*What you need to do*
Which lines of the entries hold the string "FIXME"? Copy each one.

╭─ Dataset

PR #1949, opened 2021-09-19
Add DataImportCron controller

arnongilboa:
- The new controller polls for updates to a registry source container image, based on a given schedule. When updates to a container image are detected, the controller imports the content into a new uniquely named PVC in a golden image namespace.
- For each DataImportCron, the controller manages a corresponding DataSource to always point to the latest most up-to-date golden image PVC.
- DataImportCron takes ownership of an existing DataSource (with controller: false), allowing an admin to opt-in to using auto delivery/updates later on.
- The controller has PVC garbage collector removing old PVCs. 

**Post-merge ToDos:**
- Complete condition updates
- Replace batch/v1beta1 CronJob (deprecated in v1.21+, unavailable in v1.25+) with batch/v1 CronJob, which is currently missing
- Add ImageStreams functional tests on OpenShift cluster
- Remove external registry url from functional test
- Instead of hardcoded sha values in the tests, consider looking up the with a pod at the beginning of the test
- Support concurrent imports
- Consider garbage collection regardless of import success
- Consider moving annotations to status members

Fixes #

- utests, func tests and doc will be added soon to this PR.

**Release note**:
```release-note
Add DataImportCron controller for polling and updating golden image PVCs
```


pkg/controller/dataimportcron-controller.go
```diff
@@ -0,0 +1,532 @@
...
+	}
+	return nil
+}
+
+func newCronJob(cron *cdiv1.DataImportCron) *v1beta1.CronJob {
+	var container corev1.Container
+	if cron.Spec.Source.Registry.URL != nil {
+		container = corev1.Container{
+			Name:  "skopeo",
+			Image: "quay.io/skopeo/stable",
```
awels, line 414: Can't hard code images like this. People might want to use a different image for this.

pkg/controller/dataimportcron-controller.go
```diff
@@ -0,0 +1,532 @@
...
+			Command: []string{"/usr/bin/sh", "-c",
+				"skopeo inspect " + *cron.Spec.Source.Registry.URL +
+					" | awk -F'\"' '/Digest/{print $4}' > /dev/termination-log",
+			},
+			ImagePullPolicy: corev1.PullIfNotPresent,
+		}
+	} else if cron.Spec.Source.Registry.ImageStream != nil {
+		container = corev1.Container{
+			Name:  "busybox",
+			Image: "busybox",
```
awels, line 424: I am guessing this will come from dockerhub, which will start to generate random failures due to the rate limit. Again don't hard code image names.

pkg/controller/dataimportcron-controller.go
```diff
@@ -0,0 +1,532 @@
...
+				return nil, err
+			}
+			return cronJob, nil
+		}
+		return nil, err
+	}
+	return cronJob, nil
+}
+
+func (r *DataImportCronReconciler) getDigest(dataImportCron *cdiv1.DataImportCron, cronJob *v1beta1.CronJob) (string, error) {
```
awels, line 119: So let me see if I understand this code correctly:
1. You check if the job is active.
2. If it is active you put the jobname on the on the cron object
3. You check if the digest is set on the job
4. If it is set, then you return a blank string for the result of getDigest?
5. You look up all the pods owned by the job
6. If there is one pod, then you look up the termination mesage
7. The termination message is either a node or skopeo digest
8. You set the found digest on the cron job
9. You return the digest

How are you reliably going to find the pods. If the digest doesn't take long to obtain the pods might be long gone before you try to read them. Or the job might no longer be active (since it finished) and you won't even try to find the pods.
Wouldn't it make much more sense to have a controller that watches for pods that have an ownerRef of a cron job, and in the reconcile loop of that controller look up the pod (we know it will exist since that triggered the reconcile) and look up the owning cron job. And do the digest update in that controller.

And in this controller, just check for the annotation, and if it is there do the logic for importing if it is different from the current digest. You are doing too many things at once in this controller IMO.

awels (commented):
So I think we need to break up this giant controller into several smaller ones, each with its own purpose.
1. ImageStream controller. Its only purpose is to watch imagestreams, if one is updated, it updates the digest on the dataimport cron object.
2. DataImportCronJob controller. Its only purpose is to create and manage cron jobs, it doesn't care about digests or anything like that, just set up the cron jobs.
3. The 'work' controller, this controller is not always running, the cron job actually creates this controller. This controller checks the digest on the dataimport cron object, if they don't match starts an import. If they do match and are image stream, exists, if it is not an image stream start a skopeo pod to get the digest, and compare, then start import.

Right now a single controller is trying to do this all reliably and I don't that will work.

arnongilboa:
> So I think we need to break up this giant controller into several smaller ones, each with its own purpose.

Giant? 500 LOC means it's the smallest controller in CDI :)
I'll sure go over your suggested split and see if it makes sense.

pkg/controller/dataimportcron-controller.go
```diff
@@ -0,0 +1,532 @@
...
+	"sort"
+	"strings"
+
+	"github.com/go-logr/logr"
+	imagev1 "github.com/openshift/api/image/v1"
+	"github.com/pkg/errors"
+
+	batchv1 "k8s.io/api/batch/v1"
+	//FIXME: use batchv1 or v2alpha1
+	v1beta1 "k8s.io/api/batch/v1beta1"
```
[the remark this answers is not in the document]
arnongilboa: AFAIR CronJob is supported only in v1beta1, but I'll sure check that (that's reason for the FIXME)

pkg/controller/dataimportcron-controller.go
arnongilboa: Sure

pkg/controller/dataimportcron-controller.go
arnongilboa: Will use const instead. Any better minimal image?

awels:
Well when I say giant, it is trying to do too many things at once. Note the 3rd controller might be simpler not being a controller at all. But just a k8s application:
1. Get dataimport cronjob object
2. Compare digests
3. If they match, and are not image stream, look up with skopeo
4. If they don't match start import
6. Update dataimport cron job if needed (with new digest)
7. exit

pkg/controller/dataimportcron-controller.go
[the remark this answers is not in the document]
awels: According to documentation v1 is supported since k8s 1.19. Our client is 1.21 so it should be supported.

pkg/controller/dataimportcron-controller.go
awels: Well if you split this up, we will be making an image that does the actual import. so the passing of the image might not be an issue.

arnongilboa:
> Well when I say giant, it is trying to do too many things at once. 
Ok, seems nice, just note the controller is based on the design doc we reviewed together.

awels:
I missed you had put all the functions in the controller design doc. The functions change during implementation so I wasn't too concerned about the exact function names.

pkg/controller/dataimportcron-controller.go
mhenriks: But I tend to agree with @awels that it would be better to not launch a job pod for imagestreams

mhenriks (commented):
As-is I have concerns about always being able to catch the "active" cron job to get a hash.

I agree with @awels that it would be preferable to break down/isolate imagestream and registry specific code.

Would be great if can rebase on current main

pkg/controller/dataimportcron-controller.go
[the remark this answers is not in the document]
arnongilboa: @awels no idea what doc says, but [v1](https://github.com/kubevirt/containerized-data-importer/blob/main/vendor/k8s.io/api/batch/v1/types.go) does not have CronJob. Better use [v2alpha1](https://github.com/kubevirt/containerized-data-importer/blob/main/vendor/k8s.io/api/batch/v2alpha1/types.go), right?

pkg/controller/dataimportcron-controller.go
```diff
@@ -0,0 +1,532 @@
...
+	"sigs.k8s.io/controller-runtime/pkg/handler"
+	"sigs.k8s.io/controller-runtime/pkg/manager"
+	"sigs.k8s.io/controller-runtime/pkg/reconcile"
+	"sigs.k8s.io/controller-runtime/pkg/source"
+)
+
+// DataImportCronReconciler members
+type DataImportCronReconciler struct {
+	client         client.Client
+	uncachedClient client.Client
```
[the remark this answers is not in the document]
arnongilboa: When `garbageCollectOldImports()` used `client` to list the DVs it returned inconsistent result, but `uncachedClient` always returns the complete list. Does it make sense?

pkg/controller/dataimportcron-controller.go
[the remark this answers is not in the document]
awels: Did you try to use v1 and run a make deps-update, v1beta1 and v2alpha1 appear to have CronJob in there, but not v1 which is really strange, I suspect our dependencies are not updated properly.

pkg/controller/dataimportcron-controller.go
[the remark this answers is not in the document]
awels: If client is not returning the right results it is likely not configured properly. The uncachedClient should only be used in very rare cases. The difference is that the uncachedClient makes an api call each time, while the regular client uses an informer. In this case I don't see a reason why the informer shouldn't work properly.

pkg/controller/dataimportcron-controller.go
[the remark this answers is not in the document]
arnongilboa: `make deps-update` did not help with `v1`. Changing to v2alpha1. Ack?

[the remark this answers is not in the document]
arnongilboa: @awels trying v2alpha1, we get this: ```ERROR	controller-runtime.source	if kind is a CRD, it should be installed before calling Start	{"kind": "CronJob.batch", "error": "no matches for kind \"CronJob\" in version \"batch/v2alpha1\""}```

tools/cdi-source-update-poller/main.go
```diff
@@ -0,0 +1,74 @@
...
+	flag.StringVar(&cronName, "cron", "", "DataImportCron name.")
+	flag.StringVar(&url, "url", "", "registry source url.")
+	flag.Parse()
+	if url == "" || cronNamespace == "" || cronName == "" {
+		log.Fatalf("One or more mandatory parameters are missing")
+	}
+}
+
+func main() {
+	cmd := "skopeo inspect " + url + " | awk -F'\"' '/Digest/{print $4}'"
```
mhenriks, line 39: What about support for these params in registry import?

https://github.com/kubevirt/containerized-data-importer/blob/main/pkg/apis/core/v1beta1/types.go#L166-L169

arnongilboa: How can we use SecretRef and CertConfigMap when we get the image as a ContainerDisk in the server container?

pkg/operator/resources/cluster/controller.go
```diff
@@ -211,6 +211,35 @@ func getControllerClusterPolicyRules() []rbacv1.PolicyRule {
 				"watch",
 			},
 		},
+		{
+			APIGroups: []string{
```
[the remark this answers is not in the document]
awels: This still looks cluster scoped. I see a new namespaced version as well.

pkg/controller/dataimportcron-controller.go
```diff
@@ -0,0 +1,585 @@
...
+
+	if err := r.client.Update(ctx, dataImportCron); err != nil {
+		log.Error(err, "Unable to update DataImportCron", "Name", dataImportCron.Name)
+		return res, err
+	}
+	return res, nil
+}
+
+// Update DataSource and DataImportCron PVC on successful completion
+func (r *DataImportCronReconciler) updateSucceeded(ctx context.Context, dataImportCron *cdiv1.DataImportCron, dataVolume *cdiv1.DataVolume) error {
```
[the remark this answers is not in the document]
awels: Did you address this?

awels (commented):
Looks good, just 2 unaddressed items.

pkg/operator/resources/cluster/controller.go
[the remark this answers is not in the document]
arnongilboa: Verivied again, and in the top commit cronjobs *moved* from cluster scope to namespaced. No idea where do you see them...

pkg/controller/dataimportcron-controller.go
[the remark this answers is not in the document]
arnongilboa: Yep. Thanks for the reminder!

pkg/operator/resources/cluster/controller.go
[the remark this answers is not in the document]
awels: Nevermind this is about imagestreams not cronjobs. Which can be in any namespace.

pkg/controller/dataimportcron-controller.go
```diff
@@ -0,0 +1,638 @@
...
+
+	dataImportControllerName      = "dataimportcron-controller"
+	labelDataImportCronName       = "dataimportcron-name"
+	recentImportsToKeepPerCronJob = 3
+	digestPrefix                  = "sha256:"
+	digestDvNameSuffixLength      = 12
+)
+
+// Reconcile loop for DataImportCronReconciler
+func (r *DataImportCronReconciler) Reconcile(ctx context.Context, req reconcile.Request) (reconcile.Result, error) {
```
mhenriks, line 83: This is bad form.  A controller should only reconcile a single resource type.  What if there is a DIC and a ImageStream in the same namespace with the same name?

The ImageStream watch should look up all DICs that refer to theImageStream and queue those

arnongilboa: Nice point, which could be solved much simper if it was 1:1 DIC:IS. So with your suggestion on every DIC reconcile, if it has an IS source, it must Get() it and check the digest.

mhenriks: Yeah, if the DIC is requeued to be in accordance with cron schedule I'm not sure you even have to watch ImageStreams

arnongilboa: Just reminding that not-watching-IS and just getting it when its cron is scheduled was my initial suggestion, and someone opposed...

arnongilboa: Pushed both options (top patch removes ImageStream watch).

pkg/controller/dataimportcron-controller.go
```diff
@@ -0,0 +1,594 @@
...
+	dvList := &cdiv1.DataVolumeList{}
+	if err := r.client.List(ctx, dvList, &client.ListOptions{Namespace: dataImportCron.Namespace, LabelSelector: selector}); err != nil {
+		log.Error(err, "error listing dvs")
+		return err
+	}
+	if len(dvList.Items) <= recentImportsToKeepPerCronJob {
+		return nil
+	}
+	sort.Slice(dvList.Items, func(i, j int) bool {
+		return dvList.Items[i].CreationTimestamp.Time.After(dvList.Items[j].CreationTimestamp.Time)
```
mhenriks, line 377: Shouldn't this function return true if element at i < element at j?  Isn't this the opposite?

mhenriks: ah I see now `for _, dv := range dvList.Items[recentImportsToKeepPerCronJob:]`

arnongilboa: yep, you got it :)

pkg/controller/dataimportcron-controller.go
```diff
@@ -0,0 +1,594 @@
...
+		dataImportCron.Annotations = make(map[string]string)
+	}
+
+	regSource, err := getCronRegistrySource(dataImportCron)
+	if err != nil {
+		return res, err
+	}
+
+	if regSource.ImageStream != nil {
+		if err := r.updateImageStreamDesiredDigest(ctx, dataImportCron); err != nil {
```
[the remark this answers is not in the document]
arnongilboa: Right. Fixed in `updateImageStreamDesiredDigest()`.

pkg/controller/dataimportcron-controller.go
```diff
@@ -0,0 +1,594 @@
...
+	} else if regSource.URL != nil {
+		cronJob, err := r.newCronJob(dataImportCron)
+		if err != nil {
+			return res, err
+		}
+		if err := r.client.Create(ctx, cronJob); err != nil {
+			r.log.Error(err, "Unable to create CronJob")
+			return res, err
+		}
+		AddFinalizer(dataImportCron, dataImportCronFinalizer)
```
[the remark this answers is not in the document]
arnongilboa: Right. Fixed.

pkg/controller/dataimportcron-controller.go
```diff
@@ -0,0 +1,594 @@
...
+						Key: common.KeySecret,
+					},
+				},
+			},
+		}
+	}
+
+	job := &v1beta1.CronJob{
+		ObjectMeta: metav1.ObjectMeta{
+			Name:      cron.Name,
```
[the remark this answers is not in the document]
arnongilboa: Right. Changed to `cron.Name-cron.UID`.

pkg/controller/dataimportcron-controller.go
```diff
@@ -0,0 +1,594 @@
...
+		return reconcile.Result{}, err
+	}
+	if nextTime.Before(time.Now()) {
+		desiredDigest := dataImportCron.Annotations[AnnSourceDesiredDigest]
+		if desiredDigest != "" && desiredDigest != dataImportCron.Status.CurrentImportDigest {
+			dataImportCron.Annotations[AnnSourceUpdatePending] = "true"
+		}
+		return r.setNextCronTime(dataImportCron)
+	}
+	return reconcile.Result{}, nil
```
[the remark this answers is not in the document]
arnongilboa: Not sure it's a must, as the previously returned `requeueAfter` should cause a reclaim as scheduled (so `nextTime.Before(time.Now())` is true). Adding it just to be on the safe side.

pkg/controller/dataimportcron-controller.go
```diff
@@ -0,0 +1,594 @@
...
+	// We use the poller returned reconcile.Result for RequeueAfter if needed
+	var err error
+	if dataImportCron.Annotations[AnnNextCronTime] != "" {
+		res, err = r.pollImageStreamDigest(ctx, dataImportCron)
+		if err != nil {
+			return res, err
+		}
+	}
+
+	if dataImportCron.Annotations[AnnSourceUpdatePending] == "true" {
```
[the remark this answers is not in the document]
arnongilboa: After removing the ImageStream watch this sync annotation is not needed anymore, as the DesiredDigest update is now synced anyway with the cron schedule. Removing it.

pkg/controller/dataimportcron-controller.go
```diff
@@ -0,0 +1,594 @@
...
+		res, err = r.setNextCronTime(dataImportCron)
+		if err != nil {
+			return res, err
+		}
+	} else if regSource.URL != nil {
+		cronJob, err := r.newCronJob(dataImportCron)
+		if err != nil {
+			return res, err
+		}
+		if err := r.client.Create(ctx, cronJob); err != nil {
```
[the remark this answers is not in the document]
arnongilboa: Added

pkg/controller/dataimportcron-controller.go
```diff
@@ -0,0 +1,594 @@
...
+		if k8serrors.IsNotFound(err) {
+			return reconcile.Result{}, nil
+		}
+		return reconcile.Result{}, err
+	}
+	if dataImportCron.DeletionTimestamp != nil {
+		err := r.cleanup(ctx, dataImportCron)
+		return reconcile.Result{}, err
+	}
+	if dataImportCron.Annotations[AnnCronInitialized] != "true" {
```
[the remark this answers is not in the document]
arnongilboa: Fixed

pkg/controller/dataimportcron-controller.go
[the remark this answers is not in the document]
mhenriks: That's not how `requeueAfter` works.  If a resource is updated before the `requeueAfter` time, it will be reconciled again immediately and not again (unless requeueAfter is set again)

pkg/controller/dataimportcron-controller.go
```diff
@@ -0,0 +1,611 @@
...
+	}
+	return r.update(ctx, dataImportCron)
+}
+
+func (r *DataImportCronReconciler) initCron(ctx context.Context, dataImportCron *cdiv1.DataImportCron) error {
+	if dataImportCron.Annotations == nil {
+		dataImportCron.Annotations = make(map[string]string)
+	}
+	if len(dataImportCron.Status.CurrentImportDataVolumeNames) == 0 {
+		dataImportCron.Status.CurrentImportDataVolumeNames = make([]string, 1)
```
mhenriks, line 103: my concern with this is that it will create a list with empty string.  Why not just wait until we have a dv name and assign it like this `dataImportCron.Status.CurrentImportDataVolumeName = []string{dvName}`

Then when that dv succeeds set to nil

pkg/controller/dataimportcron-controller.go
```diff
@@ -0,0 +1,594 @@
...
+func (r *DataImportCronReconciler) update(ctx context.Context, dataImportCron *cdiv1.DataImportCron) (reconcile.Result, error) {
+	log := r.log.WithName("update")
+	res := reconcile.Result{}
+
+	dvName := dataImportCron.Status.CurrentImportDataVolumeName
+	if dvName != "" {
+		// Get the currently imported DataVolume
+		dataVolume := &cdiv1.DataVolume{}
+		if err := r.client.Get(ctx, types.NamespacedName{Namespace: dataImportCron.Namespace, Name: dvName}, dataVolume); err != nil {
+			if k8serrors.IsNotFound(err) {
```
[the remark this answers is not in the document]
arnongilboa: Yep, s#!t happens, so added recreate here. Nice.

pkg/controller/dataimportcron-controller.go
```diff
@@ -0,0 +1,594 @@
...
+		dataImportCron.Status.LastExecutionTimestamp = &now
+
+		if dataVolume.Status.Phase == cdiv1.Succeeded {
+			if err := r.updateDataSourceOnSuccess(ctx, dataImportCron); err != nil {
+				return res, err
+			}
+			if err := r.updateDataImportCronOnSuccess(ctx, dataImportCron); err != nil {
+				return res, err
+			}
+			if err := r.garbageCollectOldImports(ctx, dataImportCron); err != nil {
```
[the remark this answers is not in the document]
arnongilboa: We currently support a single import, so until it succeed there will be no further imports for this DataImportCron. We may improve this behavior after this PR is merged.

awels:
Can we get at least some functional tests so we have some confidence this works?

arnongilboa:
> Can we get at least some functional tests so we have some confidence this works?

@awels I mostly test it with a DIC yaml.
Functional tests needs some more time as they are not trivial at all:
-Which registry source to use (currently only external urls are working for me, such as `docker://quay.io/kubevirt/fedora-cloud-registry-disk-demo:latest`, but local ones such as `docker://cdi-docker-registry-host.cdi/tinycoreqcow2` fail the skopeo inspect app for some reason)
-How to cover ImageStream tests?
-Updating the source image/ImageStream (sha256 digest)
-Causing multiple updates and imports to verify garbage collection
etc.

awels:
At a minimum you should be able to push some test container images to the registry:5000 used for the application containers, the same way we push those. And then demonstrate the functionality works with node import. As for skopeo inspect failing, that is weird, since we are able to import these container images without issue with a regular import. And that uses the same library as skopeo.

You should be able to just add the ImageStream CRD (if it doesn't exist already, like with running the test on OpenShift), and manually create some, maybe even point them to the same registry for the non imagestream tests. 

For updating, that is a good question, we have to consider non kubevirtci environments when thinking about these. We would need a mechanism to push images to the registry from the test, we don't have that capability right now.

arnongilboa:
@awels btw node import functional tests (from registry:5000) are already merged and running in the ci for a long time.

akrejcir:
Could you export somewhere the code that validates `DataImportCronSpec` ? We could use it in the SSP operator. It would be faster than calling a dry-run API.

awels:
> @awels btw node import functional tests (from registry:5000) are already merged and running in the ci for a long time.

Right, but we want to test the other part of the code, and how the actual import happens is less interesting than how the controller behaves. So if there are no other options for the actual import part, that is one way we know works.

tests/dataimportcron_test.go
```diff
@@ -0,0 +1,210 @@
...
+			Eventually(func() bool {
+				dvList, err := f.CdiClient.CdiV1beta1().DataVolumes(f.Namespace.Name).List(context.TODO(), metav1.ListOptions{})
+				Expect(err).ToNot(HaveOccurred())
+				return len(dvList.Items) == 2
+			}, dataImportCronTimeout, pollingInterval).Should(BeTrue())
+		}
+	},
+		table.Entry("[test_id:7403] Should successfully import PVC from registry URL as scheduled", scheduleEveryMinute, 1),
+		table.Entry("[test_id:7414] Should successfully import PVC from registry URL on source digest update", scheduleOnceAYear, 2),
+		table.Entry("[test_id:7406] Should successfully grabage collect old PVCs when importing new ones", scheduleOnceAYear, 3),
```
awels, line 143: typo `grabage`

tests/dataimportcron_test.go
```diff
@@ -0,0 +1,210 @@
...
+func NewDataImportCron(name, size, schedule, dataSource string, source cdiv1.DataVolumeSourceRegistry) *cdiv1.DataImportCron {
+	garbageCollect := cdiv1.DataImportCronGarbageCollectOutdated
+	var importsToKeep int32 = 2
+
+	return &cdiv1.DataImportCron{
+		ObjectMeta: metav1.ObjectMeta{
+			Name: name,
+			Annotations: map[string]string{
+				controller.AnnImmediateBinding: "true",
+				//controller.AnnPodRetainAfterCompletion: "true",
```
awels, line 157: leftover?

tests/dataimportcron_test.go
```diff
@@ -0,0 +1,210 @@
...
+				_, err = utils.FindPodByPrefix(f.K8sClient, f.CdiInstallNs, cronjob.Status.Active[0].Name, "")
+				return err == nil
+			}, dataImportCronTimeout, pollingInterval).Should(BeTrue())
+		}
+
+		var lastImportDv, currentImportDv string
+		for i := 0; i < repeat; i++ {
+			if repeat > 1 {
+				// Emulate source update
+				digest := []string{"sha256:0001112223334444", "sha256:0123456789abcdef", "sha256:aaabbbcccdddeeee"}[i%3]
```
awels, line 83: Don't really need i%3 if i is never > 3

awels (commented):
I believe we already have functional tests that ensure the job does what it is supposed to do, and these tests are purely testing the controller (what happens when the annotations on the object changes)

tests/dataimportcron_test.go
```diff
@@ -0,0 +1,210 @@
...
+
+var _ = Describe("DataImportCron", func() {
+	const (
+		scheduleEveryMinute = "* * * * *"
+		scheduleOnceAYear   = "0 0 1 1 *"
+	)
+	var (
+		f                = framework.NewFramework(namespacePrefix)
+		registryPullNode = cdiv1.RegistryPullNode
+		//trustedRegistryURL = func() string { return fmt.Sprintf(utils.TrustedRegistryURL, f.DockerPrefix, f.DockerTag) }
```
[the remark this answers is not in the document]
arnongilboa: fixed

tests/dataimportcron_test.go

╰─

*Answer to the exercise*
+	//FIXME: use batchv1 or v2alpha1
arnongilboa: AFAIR CronJob is supported only in v1beta1, but I'll sure check that (that's reason for the FIXME)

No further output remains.